我想给你好的,让你也能跟其他有钱家的夫人一样,穿金戴银,吃香喝辣,跟我沈掬泉这一辈子不会受委屈,就算是来生来世也不会因为上一辈子吃过许多苦而离着我远远的。
你说我这么想错了吗?能为你做的我都做了。

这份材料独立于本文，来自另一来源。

PR #11196, opened 2026-05-05
fix: use ms in prepareFillZeroArgsWithStep

nityanandagohain:
## Pull Request

---

### 📄 Summary
This makes sure that it uses ms regardless of whether the input is ms or ns in prepareFillZeroArgsWithStep

#### Issues closed by this PR
Fixes https://github.com/SigNoz/platform-pod/issues/2205
---

### ✅ Change Type
_Select all that apply_

- [ ] ✨ Feature
- [x] 🐛 Bug fix
- [ ] ♻️ Refactor
- [ ] 🛠️ Infra / Tooling
- [ ] 🧪 Test-only

---

### 🐛 Bug Context
If the timestamp was in ns, then this function created too many iterations as the step is in ms.  So now the interval is converted to ms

小十,你知不知道?我不会比季宁烟给的更少,不会比他喜欢你少一分的,你知道不知道?”
我缓缓抬起头,面无表情的看着沈掬泉“如果说你是为了我走到今天这一步,那么当初那晚我让你带我走,你缘何不带我远走高飞?如果说你是为了我好,为何你给我的却都不是我想要的?就算是你为我好,你就可以做这么多残忍的事吗?难道你对我的好就只能建立在别人的生命之上吗?”
我哼笑“说来说去,你只是为了你自己的梦想在活着罢了,你喜欢我这不假,我信,可如今,你对我的感情已经变成了你野心的一种借口了,你能为了那半本‘易玄经’能做任何事,总有一天,连我也会舍得。”
沈掬泉不说话,沉默的可怕,一双清澈的眼直直盯着我“小十,就算是这一切是为我自己而付出这么多,归根到底也是为了你好。至少比你跟着那侯爷好很多。”
“我若不愿意呢?”我抬头坦然看他。
沈掬泉面无表情“小十,你觉得我如今还会让你回去吗?”
眼见他目光越变越冷“不管你喜欢谁,就是嫁给了那季宁烟我也要定你了,没有什么是我沈掬泉不敢夺不敢争的,就算对方是永暨侯又如何?你好好休息一下,我明天再来看你。”说完撩了袍子扬长而去。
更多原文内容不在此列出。